3. Systolic BP rises because of increase in cardiac output but decrease in peripheral resistance means that mean arterial and diastolic BP is greatly reduced.
- Pulmonary – a profound and rapid bronchodilation (β2)
- Actions on sugar metabolism similar to
adrenaline - rarely used as a bronchodilator in asthma. It can be used
to stimulate the heart in emergency situations.
THERAPEUTIC USES =
Treating certain heart problems (eg, heart attack, congestive heart failure), blood vessel problems (eg, shock), and certain types of irregular heartbeat (eg, heart block). It is also used during anesthesia to treat airway constriction.
ADVERSE EVENTS =
Nervousness, headache, dizziness, restlessness, insomnia, anxiety, tension, blurring of vision, fear, excitement, tachycardia, palpitations, angina, pulmonary edema, hypertension, hypotension, ventricular arrhythmias, tachyarrhythmias, flushing of the skin, diaphoresis, mild tremors, weakness.

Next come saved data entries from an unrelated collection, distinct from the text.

PR #162, opened 2017-09-05
[PATCH v1] Update CUnit detection and document behaviour changes

lumag:

### DIFF
--- a/DEPENDENCIES
+++ b/DEPENDENCIES
@@ -9,12 +9,13 @@ Prerequisites for building the OpenDataPlane (ODP) API
    automake
    autoconf
    libtool
+   pkg-config
 
    On Debian/Ubuntu systems:
-   $ sudo apt-get install automake autoconf libtool
+   $ sudo apt-get install automake autoconf libtool pkg-config
 
    On CentOS/RedHat/Fedora systems:
-   $ sudo yum install automake autoconf libtool
+   $ sudo yum install automake autoconf libtool pkgconfig
 
 3. Required libraries
 
@@ -199,11 +200,11 @@ Prerequisites for building the OpenDataPlane (ODP) API
 
 4.0 Packages needed to build API tests
 
-   Cunit test framework version 2.1-3 is required
-   Cunit prvodes a framework to run the API test suite that proves conformance to the
+   CUnit test framework version 2.1-3 is required
+   CUnit provides a framework to run the API test suite that proves conformance to the
    ODP API. The home page http://cunit.sourceforge.net/doc/introduction.html
 
-4.1 Native Cunit install
+4.1 Native CUnit install
 
    # Debian/Ubuntu
    $ apt-get install libcunit1-dev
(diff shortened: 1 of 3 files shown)


DEPENDENCIES
```diff
@@ -232,20 +233,27 @@ Prerequisites for building the OpenDataPlane (ODP) API
...
+4.4 Using CUnit with ODP
 
-   # ... OR the user defined path.
-   ./configure  --with-cunit-path=/home/<my_cunit_path>
+   Configure will automatically look for CUnit if validation testsuite is
+   enabled. By default it uses pkg-config to locate CUnit. Usually no
+   additional configuration will be required. Few corner cases:
+
+   # Systemwide CUnit if configure errors out with 'missing Version' message
+   ./configure CUNIT_CFLAGS="-I/usr/include" CUNIT_LIBS="-lcunit"
```
muvarov: can configure take care about this step?

DEPENDENCIES
```diff
@@ -199,11 +200,11 @@ Prerequisites for building the OpenDataPlane (ODP) API
 
 4.0 Packages needed to build API tests
 
-   Cunit test framework version 2.1-3 is required
-   Cunit prvodes a framework to run the API test suite that proves conformance to the
+   CUnit test framework version 2.1-3 is required
+   CUnit prvodes a framework to run the API test suite that proves conformance to the
```
Bill-Fischofer-Linaro: Typo: provides

DEPENDENCIES
```diff
@@ -9,12 +9,13 @@ Prerequisites for building the OpenDataPlane (ODP) API
...
    libtool
+   pkg-config
 
    On Debian/Ubuntu systems:
-   $ sudo apt-get install automake autoconf libtool
+   $ sudo apt-get install automake autoconf libtool pkg-config
 
    On CentOS/RedHat/Fedora systems:
-   $ sudo yum install automake autoconf libtool
+   $ sudo yum install automake autoconf libtool pkgconfig
```
Bill-Fischofer-Linaro: Shouldn't this be pkg-config here as well?

lumag: no. Check packages on CentOS/any other rpm distro.

DEPENDENCIES
lumag: Not really, that is a problem. Technically it should be a bug opened against distro to fix cunt.pc. I can resurrect `--with-cunit-path` option, if that makes sense from your POV.

muvarov: I prefer better verbose message from ./configure to avoid reply to the same questions :) I.e. or resurrect  --with-cunit-path or move that text to ./configure

DEPENDENCIES
lumag: fixed

lumag:
@muvarov @Bill-Fischofer-Linaro updated to autodetect CUnit in case of pkg-config error.

muvarov:
looks good for me

muvarov:
Merged.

*Outline, with examples, how drugs can act as indirect acting adrenergic agonists.
- AMPHETAMINE- As well as its CNS effects, amphetamines can increase blood pressure by α agonist action on the vasculature as well as β-stimulatory actions
on the heart. - TYRAMINE- Not a drug as such but a chemical found in
fermented food such as ripe cheese and chianti wine. It is a
normal by product of tyrosine metabolism and is normally
oxidised by MAO. If the patient is taking MAOIs then it can enter the nerve terminal and displace noradrenaline which is released and acts on adrenoceptors.
*Compare and contrast the cellular roles of α1 and α2 adrenoceptors.
α1 (specific agonist – PHENYLEPHRINE) receptors are found
postsynaptically in the membranes of the effector organs.
They mediate a number of physiological responses including smooth muscle contraction, increased blood pressure, mydriasis. They mediate their action through the G protein, Gq, which activates phospholipase C to generate inositol 1,4,5 trisphosphate and diacylglycerol second messengers.
α2 (specific agonist – CLONIDINE) receptors are found
presynaptically in nerve endings and on other cells such as
the β cells of the pancreas where it mediates insulin output.
Presynaptically these receptors control noradrenalinemediated feedback inhibition of noradrenaline release into the synapse. They work via Gi to inhibit adenylyl cyclase and reduce intracellular levels of cyclic AMP.